▶ _Exercise instructions_
Which lines of the data contain the string "microseconds"? Copy every one.

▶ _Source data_

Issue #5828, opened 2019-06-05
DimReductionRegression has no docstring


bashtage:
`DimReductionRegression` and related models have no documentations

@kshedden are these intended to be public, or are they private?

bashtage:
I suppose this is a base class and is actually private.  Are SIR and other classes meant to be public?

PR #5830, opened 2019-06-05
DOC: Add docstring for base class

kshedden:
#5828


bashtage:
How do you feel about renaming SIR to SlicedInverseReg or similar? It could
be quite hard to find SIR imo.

---

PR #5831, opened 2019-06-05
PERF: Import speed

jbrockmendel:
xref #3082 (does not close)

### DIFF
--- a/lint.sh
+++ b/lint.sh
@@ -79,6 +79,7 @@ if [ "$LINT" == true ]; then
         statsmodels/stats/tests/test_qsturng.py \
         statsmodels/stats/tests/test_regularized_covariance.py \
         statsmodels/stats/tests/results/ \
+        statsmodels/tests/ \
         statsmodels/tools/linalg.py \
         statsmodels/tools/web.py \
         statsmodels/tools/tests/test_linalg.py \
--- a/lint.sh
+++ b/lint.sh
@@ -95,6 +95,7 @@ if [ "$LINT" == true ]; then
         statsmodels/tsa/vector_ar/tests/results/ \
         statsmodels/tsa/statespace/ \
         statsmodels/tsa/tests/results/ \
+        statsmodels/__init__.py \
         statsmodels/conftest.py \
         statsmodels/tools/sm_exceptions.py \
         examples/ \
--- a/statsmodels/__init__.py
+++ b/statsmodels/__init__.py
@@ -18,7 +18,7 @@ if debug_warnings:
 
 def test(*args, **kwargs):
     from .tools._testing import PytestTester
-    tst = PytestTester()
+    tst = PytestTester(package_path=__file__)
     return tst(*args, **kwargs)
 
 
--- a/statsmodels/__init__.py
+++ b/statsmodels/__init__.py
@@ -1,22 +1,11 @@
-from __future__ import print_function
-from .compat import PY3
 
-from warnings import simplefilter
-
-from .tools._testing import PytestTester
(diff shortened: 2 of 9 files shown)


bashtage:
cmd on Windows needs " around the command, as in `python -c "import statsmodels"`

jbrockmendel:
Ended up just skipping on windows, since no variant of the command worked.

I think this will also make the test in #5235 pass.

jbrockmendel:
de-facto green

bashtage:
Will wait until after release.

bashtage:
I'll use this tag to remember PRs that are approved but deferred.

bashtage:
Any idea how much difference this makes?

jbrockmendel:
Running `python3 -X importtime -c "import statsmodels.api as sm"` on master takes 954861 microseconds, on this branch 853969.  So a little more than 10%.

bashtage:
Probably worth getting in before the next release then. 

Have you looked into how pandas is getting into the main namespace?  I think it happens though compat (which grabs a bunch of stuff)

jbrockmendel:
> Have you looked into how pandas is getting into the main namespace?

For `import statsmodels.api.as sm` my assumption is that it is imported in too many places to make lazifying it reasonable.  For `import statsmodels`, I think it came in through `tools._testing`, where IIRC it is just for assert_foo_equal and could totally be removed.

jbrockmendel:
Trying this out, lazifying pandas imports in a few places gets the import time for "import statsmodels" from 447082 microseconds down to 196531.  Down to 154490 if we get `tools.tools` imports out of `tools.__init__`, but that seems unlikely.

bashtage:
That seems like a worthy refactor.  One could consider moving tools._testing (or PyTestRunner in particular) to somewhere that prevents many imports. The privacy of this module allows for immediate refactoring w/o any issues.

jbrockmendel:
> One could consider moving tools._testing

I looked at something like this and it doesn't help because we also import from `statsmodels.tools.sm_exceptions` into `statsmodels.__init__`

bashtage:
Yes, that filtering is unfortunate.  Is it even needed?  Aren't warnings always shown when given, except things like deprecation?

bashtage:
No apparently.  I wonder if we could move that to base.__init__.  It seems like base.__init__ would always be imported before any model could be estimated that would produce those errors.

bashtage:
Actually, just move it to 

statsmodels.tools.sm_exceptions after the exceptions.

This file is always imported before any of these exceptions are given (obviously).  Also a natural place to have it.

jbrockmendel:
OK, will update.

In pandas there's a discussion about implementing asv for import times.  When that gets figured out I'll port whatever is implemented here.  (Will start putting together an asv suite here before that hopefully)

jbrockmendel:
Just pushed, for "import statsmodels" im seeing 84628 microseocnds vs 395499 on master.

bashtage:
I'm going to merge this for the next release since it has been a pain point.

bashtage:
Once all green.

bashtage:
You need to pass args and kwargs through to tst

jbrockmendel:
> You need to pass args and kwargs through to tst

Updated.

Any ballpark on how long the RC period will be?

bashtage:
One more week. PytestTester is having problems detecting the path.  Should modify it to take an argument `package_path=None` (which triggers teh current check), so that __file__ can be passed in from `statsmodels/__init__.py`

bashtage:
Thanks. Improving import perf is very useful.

▶ _Task output_
Running `python3 -X importtime -c "import statsmodels.api as sm"` on master takes 954861 microseconds, on this branch 853969.  So a little more than 10%.
Trying this out, lazifying pandas imports in a few places gets the import time for "import statsmodels" from 447082 microseconds down to 196531.  Down to 154490 if we get `tools.tools` imports out of `tools.__init__`, but that seems unlikely.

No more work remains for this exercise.